• _DIRECTIONS_
Your job with the data below is to output exactly the lines from the one holding "Issue #2876, opened 2020-11-13" down to the one holding "This was probably", both included, and no others.

• _DATA TO USE_
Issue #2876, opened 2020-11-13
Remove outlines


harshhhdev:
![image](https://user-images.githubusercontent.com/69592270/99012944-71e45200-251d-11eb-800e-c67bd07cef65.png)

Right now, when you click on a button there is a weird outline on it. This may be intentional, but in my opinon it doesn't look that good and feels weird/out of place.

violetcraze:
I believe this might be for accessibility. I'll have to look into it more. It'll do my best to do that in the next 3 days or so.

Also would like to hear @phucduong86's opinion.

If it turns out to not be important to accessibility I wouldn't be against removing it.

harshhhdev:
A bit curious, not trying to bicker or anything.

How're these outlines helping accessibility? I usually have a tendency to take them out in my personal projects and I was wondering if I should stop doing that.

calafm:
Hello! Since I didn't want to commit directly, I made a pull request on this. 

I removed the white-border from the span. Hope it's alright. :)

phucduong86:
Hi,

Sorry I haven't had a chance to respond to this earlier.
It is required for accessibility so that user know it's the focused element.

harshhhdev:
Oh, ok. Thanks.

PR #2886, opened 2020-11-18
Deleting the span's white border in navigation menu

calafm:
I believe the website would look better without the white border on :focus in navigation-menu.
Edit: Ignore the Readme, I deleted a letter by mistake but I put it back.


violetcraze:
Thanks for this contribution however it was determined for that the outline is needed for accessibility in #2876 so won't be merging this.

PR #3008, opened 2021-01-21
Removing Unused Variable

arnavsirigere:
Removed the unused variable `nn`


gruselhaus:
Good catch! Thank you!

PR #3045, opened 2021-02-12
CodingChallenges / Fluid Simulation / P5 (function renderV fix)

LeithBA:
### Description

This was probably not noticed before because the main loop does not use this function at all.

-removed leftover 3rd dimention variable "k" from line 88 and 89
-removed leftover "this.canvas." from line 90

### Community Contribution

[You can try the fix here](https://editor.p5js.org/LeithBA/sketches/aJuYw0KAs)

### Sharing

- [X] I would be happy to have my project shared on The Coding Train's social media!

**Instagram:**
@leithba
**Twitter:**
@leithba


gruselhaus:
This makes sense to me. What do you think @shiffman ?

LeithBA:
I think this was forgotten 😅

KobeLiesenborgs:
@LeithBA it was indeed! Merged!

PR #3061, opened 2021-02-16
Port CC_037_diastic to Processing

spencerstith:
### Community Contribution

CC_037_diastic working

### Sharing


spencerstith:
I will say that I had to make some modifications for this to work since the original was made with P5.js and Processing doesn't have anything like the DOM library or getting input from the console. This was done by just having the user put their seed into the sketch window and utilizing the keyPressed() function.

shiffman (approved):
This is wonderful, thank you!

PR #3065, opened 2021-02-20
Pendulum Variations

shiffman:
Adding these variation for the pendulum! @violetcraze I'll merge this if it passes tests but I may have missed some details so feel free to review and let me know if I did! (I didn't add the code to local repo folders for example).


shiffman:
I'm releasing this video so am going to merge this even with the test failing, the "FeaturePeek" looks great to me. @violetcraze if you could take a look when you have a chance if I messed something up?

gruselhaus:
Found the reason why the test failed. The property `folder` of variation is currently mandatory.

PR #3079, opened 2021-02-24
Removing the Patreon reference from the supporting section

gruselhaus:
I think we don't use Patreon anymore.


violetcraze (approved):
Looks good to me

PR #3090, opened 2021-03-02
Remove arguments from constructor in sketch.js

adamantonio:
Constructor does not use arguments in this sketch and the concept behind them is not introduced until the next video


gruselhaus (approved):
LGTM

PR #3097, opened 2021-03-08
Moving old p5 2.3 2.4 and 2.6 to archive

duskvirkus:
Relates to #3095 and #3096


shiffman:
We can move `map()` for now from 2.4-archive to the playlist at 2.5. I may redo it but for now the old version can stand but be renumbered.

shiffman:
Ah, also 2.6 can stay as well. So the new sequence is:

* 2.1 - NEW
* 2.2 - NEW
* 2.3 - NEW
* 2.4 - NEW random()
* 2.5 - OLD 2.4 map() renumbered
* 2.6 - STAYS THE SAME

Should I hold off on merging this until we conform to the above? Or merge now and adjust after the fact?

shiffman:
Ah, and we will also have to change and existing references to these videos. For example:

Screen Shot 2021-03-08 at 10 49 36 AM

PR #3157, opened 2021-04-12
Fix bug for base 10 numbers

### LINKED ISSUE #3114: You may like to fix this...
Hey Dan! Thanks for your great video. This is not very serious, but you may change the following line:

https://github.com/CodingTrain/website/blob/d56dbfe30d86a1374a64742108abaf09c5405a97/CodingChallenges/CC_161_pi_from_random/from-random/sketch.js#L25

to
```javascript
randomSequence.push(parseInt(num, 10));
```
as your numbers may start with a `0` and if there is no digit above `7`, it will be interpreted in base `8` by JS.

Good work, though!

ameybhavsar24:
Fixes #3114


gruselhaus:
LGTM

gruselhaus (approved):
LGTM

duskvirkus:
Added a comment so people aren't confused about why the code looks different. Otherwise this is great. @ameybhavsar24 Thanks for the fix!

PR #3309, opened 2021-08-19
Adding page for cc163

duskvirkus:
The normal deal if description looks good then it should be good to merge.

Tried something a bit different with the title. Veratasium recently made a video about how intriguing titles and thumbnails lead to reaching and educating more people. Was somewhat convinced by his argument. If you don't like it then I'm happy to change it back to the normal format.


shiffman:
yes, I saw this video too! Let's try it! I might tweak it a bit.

---

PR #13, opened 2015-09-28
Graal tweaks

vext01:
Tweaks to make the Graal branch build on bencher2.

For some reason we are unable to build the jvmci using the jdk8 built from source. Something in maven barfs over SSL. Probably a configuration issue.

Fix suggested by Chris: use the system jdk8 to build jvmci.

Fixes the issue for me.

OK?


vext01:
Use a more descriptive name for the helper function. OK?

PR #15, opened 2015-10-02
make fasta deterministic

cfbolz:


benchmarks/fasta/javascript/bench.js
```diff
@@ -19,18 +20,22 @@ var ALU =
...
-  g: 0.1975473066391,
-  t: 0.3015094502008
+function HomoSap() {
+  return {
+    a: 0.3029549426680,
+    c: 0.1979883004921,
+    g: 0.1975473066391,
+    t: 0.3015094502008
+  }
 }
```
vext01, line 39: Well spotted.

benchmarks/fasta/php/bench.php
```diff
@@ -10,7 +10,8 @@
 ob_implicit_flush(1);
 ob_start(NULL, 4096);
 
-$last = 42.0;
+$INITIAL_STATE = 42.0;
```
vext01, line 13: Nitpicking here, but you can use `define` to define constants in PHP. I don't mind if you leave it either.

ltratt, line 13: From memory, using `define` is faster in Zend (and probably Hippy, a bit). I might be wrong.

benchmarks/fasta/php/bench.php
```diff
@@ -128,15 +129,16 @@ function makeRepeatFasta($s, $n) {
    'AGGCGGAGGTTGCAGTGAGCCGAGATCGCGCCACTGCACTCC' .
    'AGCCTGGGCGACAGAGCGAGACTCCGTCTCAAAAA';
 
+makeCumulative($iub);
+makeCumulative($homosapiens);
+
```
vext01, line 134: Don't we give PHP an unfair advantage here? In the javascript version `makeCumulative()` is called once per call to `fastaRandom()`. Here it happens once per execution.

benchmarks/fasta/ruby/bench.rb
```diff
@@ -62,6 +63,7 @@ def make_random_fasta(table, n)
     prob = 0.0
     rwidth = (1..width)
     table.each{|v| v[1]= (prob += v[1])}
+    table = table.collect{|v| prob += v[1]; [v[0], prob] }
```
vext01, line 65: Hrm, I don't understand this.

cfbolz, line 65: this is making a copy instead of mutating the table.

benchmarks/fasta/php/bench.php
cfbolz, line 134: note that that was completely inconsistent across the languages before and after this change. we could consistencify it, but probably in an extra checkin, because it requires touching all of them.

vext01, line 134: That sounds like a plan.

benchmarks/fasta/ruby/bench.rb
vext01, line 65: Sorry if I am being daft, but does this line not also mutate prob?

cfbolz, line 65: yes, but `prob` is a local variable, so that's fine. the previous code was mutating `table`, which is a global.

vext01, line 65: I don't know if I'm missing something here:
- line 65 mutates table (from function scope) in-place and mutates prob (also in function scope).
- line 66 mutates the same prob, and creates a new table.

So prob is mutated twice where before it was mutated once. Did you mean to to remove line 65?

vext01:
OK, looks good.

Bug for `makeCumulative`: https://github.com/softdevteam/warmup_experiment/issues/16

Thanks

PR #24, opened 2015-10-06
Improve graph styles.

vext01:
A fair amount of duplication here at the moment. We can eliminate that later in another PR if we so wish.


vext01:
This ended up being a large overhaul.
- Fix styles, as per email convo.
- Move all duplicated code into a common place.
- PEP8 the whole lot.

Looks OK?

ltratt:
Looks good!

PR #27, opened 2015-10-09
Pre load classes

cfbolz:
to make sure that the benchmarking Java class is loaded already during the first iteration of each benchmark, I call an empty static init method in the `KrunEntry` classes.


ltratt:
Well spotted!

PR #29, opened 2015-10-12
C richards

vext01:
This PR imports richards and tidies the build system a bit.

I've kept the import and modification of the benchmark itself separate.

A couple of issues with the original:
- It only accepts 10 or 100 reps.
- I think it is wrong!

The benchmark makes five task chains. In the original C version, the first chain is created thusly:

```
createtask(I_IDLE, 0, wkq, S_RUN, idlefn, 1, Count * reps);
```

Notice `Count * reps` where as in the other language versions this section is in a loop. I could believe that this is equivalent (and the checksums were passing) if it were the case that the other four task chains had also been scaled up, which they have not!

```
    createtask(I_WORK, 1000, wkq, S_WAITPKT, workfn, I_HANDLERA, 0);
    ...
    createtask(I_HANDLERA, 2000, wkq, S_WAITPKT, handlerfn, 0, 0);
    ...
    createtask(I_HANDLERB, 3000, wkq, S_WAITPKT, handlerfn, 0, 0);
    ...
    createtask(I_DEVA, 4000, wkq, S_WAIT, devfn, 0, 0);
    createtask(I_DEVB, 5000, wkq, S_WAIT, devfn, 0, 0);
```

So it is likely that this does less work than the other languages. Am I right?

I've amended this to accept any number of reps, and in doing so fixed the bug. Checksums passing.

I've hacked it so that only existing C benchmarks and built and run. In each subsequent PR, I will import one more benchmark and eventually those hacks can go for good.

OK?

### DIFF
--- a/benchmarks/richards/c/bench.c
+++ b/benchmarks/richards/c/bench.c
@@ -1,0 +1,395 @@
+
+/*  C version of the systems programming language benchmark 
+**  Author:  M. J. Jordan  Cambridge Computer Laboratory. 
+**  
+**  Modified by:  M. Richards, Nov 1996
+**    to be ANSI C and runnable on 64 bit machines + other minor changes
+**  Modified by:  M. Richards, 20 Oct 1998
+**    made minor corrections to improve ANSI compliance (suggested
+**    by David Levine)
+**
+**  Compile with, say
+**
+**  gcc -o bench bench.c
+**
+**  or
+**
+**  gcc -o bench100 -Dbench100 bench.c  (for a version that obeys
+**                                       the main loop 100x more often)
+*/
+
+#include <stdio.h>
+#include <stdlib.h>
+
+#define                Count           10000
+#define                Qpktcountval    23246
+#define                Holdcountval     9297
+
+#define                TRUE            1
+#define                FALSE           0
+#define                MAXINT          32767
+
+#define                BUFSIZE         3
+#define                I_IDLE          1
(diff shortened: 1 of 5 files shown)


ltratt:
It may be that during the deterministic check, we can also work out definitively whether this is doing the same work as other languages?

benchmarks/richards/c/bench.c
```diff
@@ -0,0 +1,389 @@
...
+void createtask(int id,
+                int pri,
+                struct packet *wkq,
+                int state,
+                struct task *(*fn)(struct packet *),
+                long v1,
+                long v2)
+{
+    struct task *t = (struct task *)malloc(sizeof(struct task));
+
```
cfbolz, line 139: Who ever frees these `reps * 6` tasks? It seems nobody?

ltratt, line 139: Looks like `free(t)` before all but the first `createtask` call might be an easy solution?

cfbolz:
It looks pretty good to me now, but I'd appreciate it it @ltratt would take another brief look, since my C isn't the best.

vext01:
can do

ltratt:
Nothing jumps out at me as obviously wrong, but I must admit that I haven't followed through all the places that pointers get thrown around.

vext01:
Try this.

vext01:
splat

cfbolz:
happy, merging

• _ANSWER TO THE EXERCISE_
Issue #2876, opened 2020-11-13
Remove outlines


harshhhdev:
![image](https://user-images.githubusercontent.com/69592270/99012944-71e45200-251d-11eb-800e-c67bd07cef65.png)

Right now, when you click on a button there is a weird outline on it. This may be intentional, but in my opinon it doesn't look that good and feels weird/out of place.

violetcraze:
I believe this might be for accessibility. I'll have to look into it more. It'll do my best to do that in the next 3 days or so.

Also would like to hear @phucduong86's opinion.

If it turns out to not be important to accessibility I wouldn't be against removing it.

harshhhdev:
A bit curious, not trying to bicker or anything.

How're these outlines helping accessibility? I usually have a tendency to take them out in my personal projects and I was wondering if I should stop doing that.

calafm:
Hello! Since I didn't want to commit directly, I made a pull request on this. 

I removed the white-border from the span. Hope it's alright. :)

phucduong86:
Hi,

Sorry I haven't had a chance to respond to this earlier.
It is required for accessibility so that user know it's the focused element.

harshhhdev:
Oh, ok. Thanks.

PR #2886, opened 2020-11-18
Deleting the span's white border in navigation menu

calafm:
I believe the website would look better without the white border on :focus in navigation-menu.
Edit: Ignore the Readme, I deleted a letter by mistake but I put it back.


violetcraze:
Thanks for this contribution however it was determined for that the outline is needed for accessibility in #2876 so won't be merging this.

PR #3008, opened 2021-01-21
Removing Unused Variable

arnavsirigere:
Removed the unused variable `nn`


gruselhaus:
Good catch! Thank you!

PR #3045, opened 2021-02-12
CodingChallenges / Fluid Simulation / P5 (function renderV fix)

LeithBA:
### Description

This was probably not noticed before because the main loop does not use this function at all.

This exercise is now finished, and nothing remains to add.